Cells derived from the dental pulp of children with Williams syndrome divide rapidly and often die before maturing into neurons. The finding offers clues about the biology underlying the syndrome, which is marked by an intense interest in social interactions.
Children with Williams syndrome are missing a region of chromosome 7 called 7q11.23. They show some features of autism, such as language and cognitive difficulties.
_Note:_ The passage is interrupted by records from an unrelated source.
PR #454, opened 2026-06-11
feat(voiceprint): manual segment selection with audio + transcript preview

### LINKED ISSUE #88: voiceprints: Manual Segment Selection
### Concept
Allow administrators to manually select or choose from multiple speaker segments when generating voiceprints, instead of relying solely on the automated longest-segment heuristic.

### User Story
As a city administrator, I want to manually select the best speaker segment for voiceprint generation so that I can ensure high-quality voiceprints when the automated selection chooses a poor-quality audio segment.

## Current State
- **Technology**: We use `findLongestSpeakerSegmentForPerson()` in `src/lib/tasks/generateVoiceprint.ts` to automatically select the longest speaker segment for voiceprint generation
- **Configuration**: The system takes a 30-second snippet centered on the midpoint of the selected segment (`VOICEPRINT_DURATION = 30`)
- **Issue**: The automated selection sometimes chooses segments with poor audio quality, background noise, or unclear speech, leading to suboptimal voiceprints

## Technical Considerations
- **Database**: Leverage existing `SpeakerSegment` model with `speakerTag.personId` relationship
- **Audio Preview**: Use existing meeting audio/video URLs with timestamp-based seeking
- **UI Integration**: Extend existing admin interface in `src/components/meetings/admin/`
- **Backward Compatibility**: Maintain current automated selection as default behavior
- **Authorization**: Ensure manual selection respects existing city-level permissions via `withUserAuthorizedToEdit()`

## Alternative Implementation (Simpler)
If full manual selection is too complex, implement a "top N segments" approach:
1. **Modify `findLongestSpeakerSegmentForPerson()`** to return top 3-5 longest segments instead of just the longest
2. **Add UI component** to display these alternatives with basic metadata
3. **Allow selection** from the presented options while keeping automated selection as default

## Leveraging Existing Transcript Interface
A more elegant approach would leverage the existing transcript page and highlight selection patterns:

### **Admin Transcript View Enhancement**
- **Speaker Status Indicators**: Show which speakers already have voiceprints generated (visual indicator on speaker segments)
- **Voiceprint Playback**: Allow listening to existing voiceprints directly from the transcript interface
- **Voiceprint Generation Mode**: Similar to highlight editing mode, but for voiceprint segment selection

### **Selection Workflow**
1. **Enter Voiceprint Generation Mode**: Similar to highlight editing mode, but focused on single speaker
2. **Utterance Selection**: Use existing utterance selection UI (same as highlights) to choose segments
3. **Duration Constraint**: Enforce 30-second maximum selection with visual feedback
4. **Preview & Generate**: Preview selected segment and proceed to voiceprint generation

### **Human Review Integration**
- **Speaker Identification Aid**: During human review, display voiceprint snippets for uncertain speaker identifications
- **Quick Reference**: Allow reviewers to quickly listen to voiceprint samples to verify speaker assignments
- **Contextual Help**: Show voiceprint availability status during transcript editing workflow

This approach reuses existing UI patterns from the highlights system (`HighlightContext`, utterance selection, transcript controls) while providing a familiar interface for administrators.

> [!NOTE]
> **Note for Contributors**: Before you begin, please read our [CONTRIBUTING.md](CONTRIBUTING.md) guide to understand our development workflow and co-creation process. We look forward to your contribution!

angelospk:
## What

Admins can now manually pick which speaker segment a person's voiceprint is built from, instead of always relying on the automatic longest-segment heuristic. This is the "simpler alternative" path described in #88: the automatic selection sometimes lands on a noisy or unclear segment, and there was no way to override it.

## How it works

In the admin People page, the voiceprint dialog for a person without a voiceprint now offers "Choose segment manually" next to the existing auto-select. Expanding it lists the person's longest eligible (>=30s) segments, and for each one the admin can:

- Listen to the exact 30-second window that will be used, via an inline audio player seeked to that window (`#t=start,end`) on the meeting media.
- Read the transcript of that same 30s window inline, to follow along, plus the full segment transcript behind a collapsible.

"What you hear" equals "what the voiceprint job consumes": a single `computeVoiceprintWindow` helper computes the centered 30s window, shared by both task dispatch and the candidate list.
## How it looks:
Screenshot 2026-06-11 at 4 35 38 PM

## Notes

- Auto-select stays the default; manual selection is opt-in.
- Server actions validate the chosen segment belongs to the person, enforce the 30s minimum, and authorize the caller for the segment's city, the same path as the automatic flow.
- No backend (opencouncil-tasks) change: the generate task already accepts an explicit segment plus window.
- Scope: this is the focused "manual single-segment selection" from #88, not the larger in-transcript voiceprint mode the issue also sketches.

## Tests

`generateVoiceprint.test.ts` covers `computeVoiceprintWindow` (centered/edge/invalid), candidate filtering and sorting, the enriched payload (mediaUrl, preview window, windowText vs fullText), and segment validation. Verified end to end against a real meeting: the audio loads with a 206 range request to the correct window and the transcript aligns.

Closes #88

<h3>Greptile Summary</h3>

The PR adds manual voiceprint segment selection with synchronized audio and transcript previews while retaining automatic selection.
- Adds a reusable helper for computing the centered voiceprint window.
- Adds candidate loading, selection, retry, and request-lifecycle handling to the admin dialog.
- Validates manually selected segments and dispatches the existing voiceprint task with an explicit segment and window.
- Adds coverage for candidate construction, window calculation, and manual dispatch validation.

The PR is not yet safe to merge because the manual dispatch path can still create a voiceprint for a person outside the administrator's authorized city.

The ownership check accepts a matching person ID while dispatch authorization checks only the segment's city, and the result is subsequently persisted against the caller-provided person ID; the previously reported cross-city authorization failure therefore remains.

**Files Needing Attention:** src/lib/tasks/generateVoiceprint.ts

| Filename | Overview |
|----------|----------|
| src/components/admin/people/voiceprint-actions.tsx | Adds the manual candidate picker and correctly addresses the previously reported dialog-reset, loading-state, duration-label, and language inconsistencies. |
| src/lib/tasks/generateVoiceprint.ts | Adds candidate retrieval and explicit-segment dispatch, but the previously reported cross-city authorization boundary remains unenforced. |
| src/lib/tasks/voiceprintWindow.ts | Centralizes finite, validated computation of the voiceprint preview and dispatch window. |
| src/lib/__tests__/generateVoiceprint.test.ts | Covers window computation, candidate enrichment, ownership rejection, minimum duration, and task payload construction, but not the outstanding cross-city authorization case. |

<sub>Reviews (10): Last reviewed commit: ["fix(voiceprint): reset loading state and..."](https://github.com/schemalabz/opencouncil/commit/45431b659463cd2b92baed43fbb1d3a5366c6c1c) | [Re-trigger Greptile](https://app.greptile.com/api/retrigger?id=36957394)</sub>

### DIFF
--- a/src/components/admin/people/voiceprint-actions.tsx
+++ b/src/components/admin/people/voiceprint-actions.tsx
@@ -344,7 +344,7 @@ export function VoiceprintActions({ personId, personName, voicePrint }: Voicepri
                                                 ) : (
                                                     <>
                                                         <p className='text-xs text-slate-500'>
-                                                            Pick the segment with the clearest audio. A 30-second window
+                                                            Pick the segment with the clearest audio. A {VOICEPRINT_DURATION}-second window
                                                             centered on the segment will be used.
                                                         </p>
                                                         <ul className='max-h-[45vh] space-y-2 overflow-y-auto pr-1'>
--- a/src/components/admin/people/voiceprint-actions.tsx
+++ b/src/components/admin/people/voiceprint-actions.tsx
@@ -20,6 +20,7 @@ import {
     getCandidateSegmentsForVoiceprint,
     type VoiceprintCandidateSegment,
 } from "@/lib/tasks/generateVoiceprint";
+import { VOICEPRINT_DURATION } from "@/lib/tasks/voiceprintWindow";
 import { deleteTaskStatus, getVoiceprintTasksForPerson } from "@/lib/db/tasks";
 import { useToast } from "@/hooks/use-toast";
 import { useRouter } from "next/navigation";
@@ -48,6 +49,19 @@ export function VoiceprintActions({ personId, personName, voicePrint }: Voicepri
     const [candidatesLoaded, setCandidatesLoaded] = useState(false);
     const [selectedSegmentId, setSelectedSegmentId] = useState<string | null>(null);
     const { toast } = useToast();
+
+    // Reset the manual picker whenever the dialog closes so reopening starts clean
+    // (no stale candidates expanded, no previously highlighted segment that could be
+    // generated from by accident).
+    const handleDialogOpenChange = useCallback((open: boolean) => {
+        setIsDialogOpen(open);
+        if (!open) {
+            setIsManualOpen(false);
+            setSelectedSegmentId(null);
+            setCandidates([]);
+            setCandidatesLoaded(false);
+        }
+    }, []);
 
     const fetchTaskStatuses = useCallback(async () => {
         try {
@@ -238,7 +252,7 @@ export function VoiceprintActions({ personId, personName, voicePrint }: Voicepri
     const canGenerateVoiceprint = !voicePrint && !latestPendingTask;
 
     return (
-        <Dialog open={isDialogOpen} onOpenChange={setIsDialogOpen}>
+        <Dialog open={isDialogOpen} onOpenChange={handleDialogOpenChange}>
             <DialogTrigger asChild>
                 <Button variant='outline' size='sm' className={voicePrint ? "border-blue-300 text-blue-700" : ""}>
                     <Volume2 className='mr-2 h-4 w-4' />
@@ -325,7 +339,7 @@ export function VoiceprintActions({ personId, personName, voicePrint }: Voicepri
                                                     </div>
                                                 ) : candidates.length === 0 ? (
                                                     <p className='text-sm text-slate-600'>
-                                                        No segments of at least 30 seconds are available for this person.
+                                                        No segments of at least {VOICEPRINT_DURATION} seconds are available for this person.
                                                     </p>
                                                 ) : (
                                                     <>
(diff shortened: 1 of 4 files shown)


angelospk:
Pushed two follow-up commits addressing the review.

**Hardening (f1646098):**
- Guard the ownership check against a missing `speakerTag` relation, so an unexpected null raises the "doesn't belong" error instead of a TypeError. The FK is required by the schema, so this is purely defensive.
- Reset the manual picker (expanded state, loaded candidates, selection) when the dialog closes, so reopening can't generate from a stale segment.
- Switched the audio `aria-label` and the transcript summary to English, to match the rest of the admin component.

**Query and copy (5263e622):**
- `getCandidateSegmentsForVoiceprint` no longer loads every segment's full transcript up front. It scans segments cheaply (timestamps and meeting metadata only), keeps the longest eligible ones, then fetches utterances only for those. I didn't use the suggested `orderBy: endTimestamp desc` cap, because `endTimestamp` doesn't track duration: it would bias toward late-in-meeting segments and could drop the actual longest ones. Capping the cheap first pass keeps the result bounded without that tradeoff.
- The picker hint text now interpolates `VOICEPRINT_DURATION` instead of a hardcoded "30-second".

Unit tests cover all of it, and I checked the picker end to end against a real meeting: candidates load, the audio seeks to the right window, and the transcript lines up with it.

But they are unusually social, suggesting that a gene or set of genes on chromosome 7 plays a role in social interest.
The new study, published 18 August in Nature, homes in on a gene in the 7q11.23 region called FZD9, which is needed for neurons to mature1. Missing the gene may alter the number of neurons in the brain and change how they communicate with each other.
“We think that by just having this defect, you can increase cell death and enhance the connections between the neurons that survive,” says lead researcher Alysson Muotri, associate professor of pediatrics and cellular molecular medicine at the University of California, San Diego.
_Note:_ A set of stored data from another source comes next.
Issue #69, opened 2025-07-23
Consider upgrading to Next.js 15


christosporios:
Evaluate the pros/cons of upgrading to v15; and do the upgrade if needed.

kouloumos:
## Caching makes this upgrade urgent

We've been running a shared Valkey cache (`@neshca/cache-handler` v1.9.0) for multi-instance cache sharing, and it's fundamentally broken — `revalidateTag` silently fails, leaving stale data for users. See #358 for the full investigation.

The library is unmaintained and only supports Next.js 13-14. The alternatives that actually work in production all require Next.js 15+:

- **[nextjs-turbo-redis-cache](https://github.com/trieb-work/nextjs-turbo-redis-cache)** (Next.js 15+): Uses Redis pub/sub for cross-instance coordination + timestamp-based lazy invalidation
- **[@fortedigital/nextjs-cache-handler](https://github.com/fortedigital/nextjs-cache-handler) v2+** (Next.js 15+): Evolved fork of `@neshca`, fixes the sharedTags memory leak
- **Next.js 16's native `cacheHandlers` API**: Built-in distributed coordination with `refreshTags()` (called before every request) and `updateTags()` (writes to shared storage)

## Recommended upgrade path: 14 → 16 directly

Next.js 16 is stable (current: 16.2.6). The `npx @next/codemod@canary upgrade` tool supports jumping from 14 to 16 directly — it collects all codemods from both v15 and v16 and applies them in one shot.

### Major breaking changes to absorb

**From v15:**
- Async request APIs: `cookies()`, `headers()`, `params`, `searchParams` become async (biggest change — the codemod handles most of it but needs manual review)
- Caching defaults flipped: `fetch()` and GET route handlers no longer cached by default
- React 19

**From v16:**
- `middleware.ts` renamed to `proxy.ts` (affects next-intl and Auth.js integration)
- Turbopack becomes default bundler (use `--webpack` flag to opt out)
- `revalidateTag()` signature changes (requires second argument)
- Node.js 20.9+ required
- `@neshca/cache-handler` must be replaced (incompatible)

### Library compatibility
- **next-intl**: Will need upgrade to v4.x for Next.js 16 (ESM-only, handles proxy.ts rename)
- **Auth.js**: Supports Next.js 16, needs proxy.ts adaptation
- **Prisma**: Unaffected
- **Tailwind CSS**: v3 still works, v4 optional

### Suggested approach
[...]

PR #470, opened 2026-06-15
fix(auth): configurable sign-in email sender + clearer Resend errors

### LINKED ISSUE #56: [sign-in] Local email sign-in fails due to resend test email and domain restrictions
### Summary
When setting up the project for local development, contributors encounter two major issues with the Resend email provider integration for authentication. These issues are not clearly addressed in the documentation and result in confusing errors that block local testing of the sign-in flow.

#### Error Scenarios
1. Test Email Restriction (Status 422)
- Steps to Reproduce:
  - Set up the project and a valid Resend API key in `.env`.
  - Attempt to sign in using a test/placeholder email (e.g., example@example.com).
- UI:
  - Shows "Server Error".
- Console:
  - `GET http://localhost:3000/api/auth/error?error=Configuration 500 (Internal Server Error)`
- Container Logs:
```bash
[auth][error] Error: Resend error: {"statusCode":422,"message":"Invalid `to` field. Please use our testing email address instead of domains like `example.com`. See our documentation for more information.","name":"validation_error"}
```
- Explanation:
  - Resend blocks sending to generic/test domains unless you use a verified/test recipient.

2. Unverified Domain Restriction (Status 403)

- Steps to Reproduce:
  - Set up the project and a valid Resend API key in `.env`.
  - Attempt to sign in using a real email (e.g., youremail@gmail.com).
- UI:
`Shows "Server error. There is a problem with the server configuration."`
- Console:
  - `GET http://localhost:3000/api/auth/error?error=Configuration 500 (Internal Server Error)`
- Container Logs:
```bash
[auth][error] Error: Resend error: {"statusCode":403,"message":"The opencouncil.gr domain is not verified. Please, add and verify your domain on https://resend.com/domains","name":"validation_error"}
```
- Explanation:
The default sender is auth@opencouncil.gr, but this domain is not verified in Resend, so all emails are blocked.

### Root Causes
- The documentation does not explain that contributors must use a test domain (e.g., resend.dev) for the "from" address in local development.
- The code does not make the "from" address easily configurable via environment variables.
- Error messages from Resend are not surfaced in a user-friendly way in the UI.
- Contributors may not realize that using `example.com` or an unverified sender domain will always fail.

### Expected Behavior
Contributors should be able to:
- Use a test domain (e.g., resend.dev) for the "from" address in local development.
- Configure the "from" address via .env without code changes.
- Test sign-in with their own email address as the recipient.
- Documentation should clearly explain these requirements and steps.

angelospk:
## What & why

New contributors and self-hosters couldn't sign in locally. Two Resend failures, both opaque:

- 403 — the sign-in `from` address was hardcoded to the production domain (`auth@opencouncil.gr`), which isn't verified on a fork's Resend account, so every send was blocked.
- 422 — sending magic links to placeholder recipients like `example@example.com` is rejected by Resend.

The `from` address wasn't configurable, and Resend's error was rethrown as an unhelpful JSON blob, so contributors just saw a generic server error.

## Changes

- `src/env.mjs`: add `AUTH_EMAIL_FROM` server env var (default `OpenCouncil <auth@opencouncil.gr>`, so production is unchanged when unset), wired into `runtimeEnv`.
- `src/auth.config.ts`: use `env.AUTH_EMAIL_FROM` for the Resend provider's `from`; on a failed send, log an actionable message (status code + Resend message + a fix hint) under an `[Auth][Resend]` prefix and rethrow it.
- `src/lib/email/authError.ts` (new): pure helper that builds the error message (403 → sender-domain hint, 422 → recipient hint, fallback to statusText), so it's unit-testable.
- `src/lib/email/__tests__/authError.test.ts` (new): 3 tests for the 403/422/fallback paths.
- `.env.example`: add `AUTH_EMAIL_FROM="OpenCouncil <onboarding@resend.dev>"` with a note about Resend test mode.
- `docs/environment-variables.md`: document `AUTH_EMAIL_FROM` and a "Resend setup for local development" section (resend.dev sender + own-email recipient rule).

## Testing

- `npx jest src/lib/email/__tests__/authError.test.ts` — 3 passing.
- `npx tsc --noEmit` — no errors in the changed files.
- Manual 403/422 reproduction steps are in the QA notes.

## Risks / notes

- Default keeps the current production sender, so leaving it unset is a no-op in prod.
- The sign-in page still shows the existing generic message; the richer detail lands in the server logs, where someone debugging locally will look. A user-facing error-page rework overlaps with #69 and is out of scope here.

Closes #56

<h3>Greptile Summary</h3>

This PR fixes two common local-dev/self-hosting sign-in failures caused by a hardcoded `from` address and opaque Resend error messages. It makes the sender address configurable via `AUTH_EMAIL_FROM` (defaulting to the existing production value so deployed environments are unaffected) and replaces the raw JSON blob rethrow with structured, hint-bearing error messages.

- **`AUTH_EMAIL_FROM` env var** added to `src/env.mjs` with a production-safe default; `src/auth.config.ts` uses it in place of the hardcoded string.
- **Improved Resend error handling** in `auth.config.ts`: JSON body is parsed defensively, a structured log line is emitted under `[Auth][Resend]`, and the thrown error carries a human-readable message built by the new `buildResendAuthErrorMessage` helper.
- **New pure helper + tests** in `src/lib/email/authError.ts` and its test file cover the 403 (unverified domain), 422 (blocked recipient), and fallback paths; trailing-period stripping prevents `..` artifacts in the output string.

- Safe to merge — the change is backward-compatible (production sender is unchanged when AUTH_EMAIL_FROM is unset) and the error-handling path only affects failed sends.
- All changed code paths are focused and low-risk: the env default keeps production behavior identical, the Resend error branch only fires on already-failed sends, and the new helper is pure and covered by unit tests. No data, auth, or session logic is altered.
- No files require special attention.

| Filename | Overview |
|----------|----------|
| src/env.mjs | Adds AUTH_EMAIL_FROM server env var with sensible default; properly wired into runtimeEnv. Validation is a simple non-empty string check, which is sufficient since Resend will report format errors at send time. |
| src/auth.config.ts | Replaces hardcoded "from" with env.AUTH_EMAIL_FROM and wraps the Resend error path with defensive JSON parsing, structured logging, and a rethrown actionable error. The catch(() => ({})) guard on res.json() is correct. |
| src/lib/email/authError.ts | New pure helper builds actionable error messages for 403/422/fallback Resend failures. Trailing-period stripping via .replace(/\.+$/, '') correctly prevents double-period artifacts. |
| src/lib/email/__tests__/authError.test.ts | Three tests cover the 403 (domain hint), 422 (recipient hint), and fallback (statusText) paths. The 403 test explicitly guards against the double-period artifact. The 500 fallback test uses toBe for exact match. |
| .env.example | Adds AUTH_EMAIL_FROM with the onboarding@resend.dev test sender and a clear note about the Resend test-mode delivery restriction. |
| docs/environment-variables.md | Documents AUTH_EMAIL_FROM in the table and adds a "Resend setup for local development" section explaining the 403 and 422 failure modes with clear fix instructions. |

<sub>Reviews (5): Last reviewed commit: ["fix(auth): configurable sign-in email se..."](https://github.com/schemalabz/opencouncil/commit/34f79deb92b7eba948fee96a3585778c2e77c02f) | [Re-trigger Greptile](https://app.greptile.com/api/retrigger?id=37570712)</sub>

### DIFF
--- a/src/auth.config.ts
+++ b/src/auth.config.ts
@@ -4,6 +4,7 @@ import { AuthEmail } from "./lib/email/templates/AuthEmail"
 import { renderReactEmailToHtml } from "./lib/email/render"
 import { env } from "./env.mjs"
 import { isTestUserEmail } from "./lib/dev/test-users"
+import { buildResendAuthErrorMessage } from "./lib/email/authError"
 
 // In development, use port-specific session cookie names to allow multiple
 // instances on different ports to have independent sessions. Without this,
@@ -22,7 +23,7 @@ export default {
         },
     } : undefined,
     providers: [Resend({
-        from: 'OpenCouncil <auth@opencouncil.gr>',
+        from: env.AUTH_EMAIL_FROM,
         apiKey: env.RESEND_API_KEY,
         sendVerificationRequest: async (params) => {
             const { identifier: to, provider, url, theme } = params
@@ -51,8 +52,18 @@ export default {
                 }),
             })
 
-            if (!res.ok)
-                throw new Error("Resend error: " + JSON.stringify(await res.json()))
+            if (!res.ok) {
+                const body = await res.json().catch(() => ({})) as { name?: string; message?: string }
+                const errorMessage = buildResendAuthErrorMessage({
+                    status: res.status,
+                    from: provider.from,
+                    to: emailTo,
+                    body,
+                    statusText: res.statusText,
+                })
+                console.error(`[Auth][Resend] Failed to send sign-in email${body.name ? ` (${body.name})` : ''}: ${errorMessage}`)
+                throw new Error(errorMessage)
+            }
         }
     })],
 } satisfies NextAuthConfig
--- a/src/auth.config.ts
+++ b/src/auth.config.ts
@@ -7,6 +7,7 @@ import { isTestUserEmail } from "./lib/dev/test-users"
 import { signInUrlForRequest } from "./lib/auth/signInUrl"
 import { localeForRequest } from "./lib/auth/requestLocale"
 import { devSessionCookieName } from "./lib/auth/sessionMirror"
+import { buildResendAuthErrorMessage } from "./lib/email/authError"
 
 // In development, use port-specific session cookie names to allow multiple
 // instances on different ports to have independent sessions. Without this,
@@ -25,7 +26,7 @@ export default {
         },
     } : undefined,
     providers: [Resend({
-        from: 'OpenCouncil <auth@opencouncil.gr>',
+        from: env.AUTH_EMAIL_FROM,
         apiKey: env.RESEND_API_KEY,
         sendVerificationRequest: async (params) => {
             const { identifier: to, provider, url, request } = params
@@ -62,8 +63,18 @@ export default {
                 }),
             })
 
-            if (!res.ok)
-                throw new Error("Resend error: " + JSON.stringify(await res.json()))
+            if (!res.ok) {
+                const body = await res.json().catch(() => ({})) as { name?: string; message?: string }
+                const errorMessage = buildResendAuthErrorMessage({
+                    status: res.status,
+                    from: provider.from,
+                    to: emailTo,
+                    body,
+                    statusText: res.statusText,
+                })
+                console.error(`[Auth][Resend] Failed to send sign-in email${body.name ? ` (${body.name})` : ''}: ${errorMessage}`)
+                throw new Error(errorMessage)
+            }
         }
     })],
 } satisfies NextAuthConfig
--- a/src/env.mjs
+++ b/src/env.mjs
@@ -17,6 +17,10 @@ export const env = createEnv({
 
     // Auth
     RESEND_API_KEY: z.string().min(1),
+    // Sender ("from") address for sign-in magic-link emails. In local dev,
+    // set this to a Resend test sender (e.g. "OpenCouncil <onboarding@resend.dev>")
+    // since the production domain isn't verified on a fork's Resend account.
+    AUTH_EMAIL_FROM: z.string().min(1).default('OpenCouncil <auth@opencouncil.gr>'),
     NEXTAUTH_SECRET: z.string().min(1),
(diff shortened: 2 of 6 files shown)


src/env.mjs
```diff
@@ -46,6 +46,10 @@ export const env = createEnv({
 
     // Auth
     RESEND_API_KEY: z.string().min(1),
+    // Sender ("from") address for sign-in magic-link emails. In local dev,
+    // set this to a Resend test sender (e.g. "OpenCouncil <onboarding@resend.dev>")
+    // since the production domain isn't verified on a fork's Resend account.
+    AUTH_EMAIL_FROM: z.string().min(1).default('OpenCouncil <auth@opencouncil.gr>'),
```
kouloumos: This default is what makes the change safe to merge without touching any deployment. It is byte-identical to the string it replaces in `auth.config.ts`, so an environment that sets nothing keeps the current sender.

`.min(1)` also keeps the failure loud if somebody sets the variable to an empty string, instead of silently sending from an empty address.

src/auth.config.ts
```diff
@@ -62,8 +63,18 @@ export default {
                 }),
             })
 
-            if (!res.ok)
-                throw new Error("Resend error: " + JSON.stringify(await res.json()))
+            if (!res.ok) {
+                const body = await res.json().catch(() => ({})) as { name?: string; message?: string }
+                const errorMessage = buildResendAuthErrorMessage({
+                    status: res.status,
+                    from: provider.from,
```
kouloumos: I checked this at runtime because it reads like a bug and is not one.

`provider.from` on the provider object is the Auth.js default, and your configured value is at `provider.options.from`. Auth.js merges `options` over the defaults before it invokes this handler, so by the time this line runs, `provider.from` is the value from `AUTH_EMAIL_FROM`. I confirmed it: with `AUTH_EMAIL_FROM` set to a test value, the captured POST body to `https://api.resend.com/emails` carried that value, and the 403 hint quoted it back correctly.

No change needed.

Muotri says the enhanced connections between surviving neurons may drive social interest in children with Williams syndrome. “We can take advantage of that pathway to modulate the social behavior in autism,” he says.
Muotri’s team has tapped teeth for clues about autism before. In 2014, the researchers used dental pulp cells from a boy with the condition and uncovered a mutation in a gene that may help to shape synapses, or neuronal connections.
For the new study, they collected discarded baby teeth from five children with Williams syndrome and four typically developing children. Four of the children with Williams syndrome are missing the entire 7q11.23 region.
The fifth child with Williams has a partial deletion, which usually produces subtler social and cognitive features than the full deletion does. This child scored slightly better on a cognitive test and is less social than the other four children with Williams syndrome.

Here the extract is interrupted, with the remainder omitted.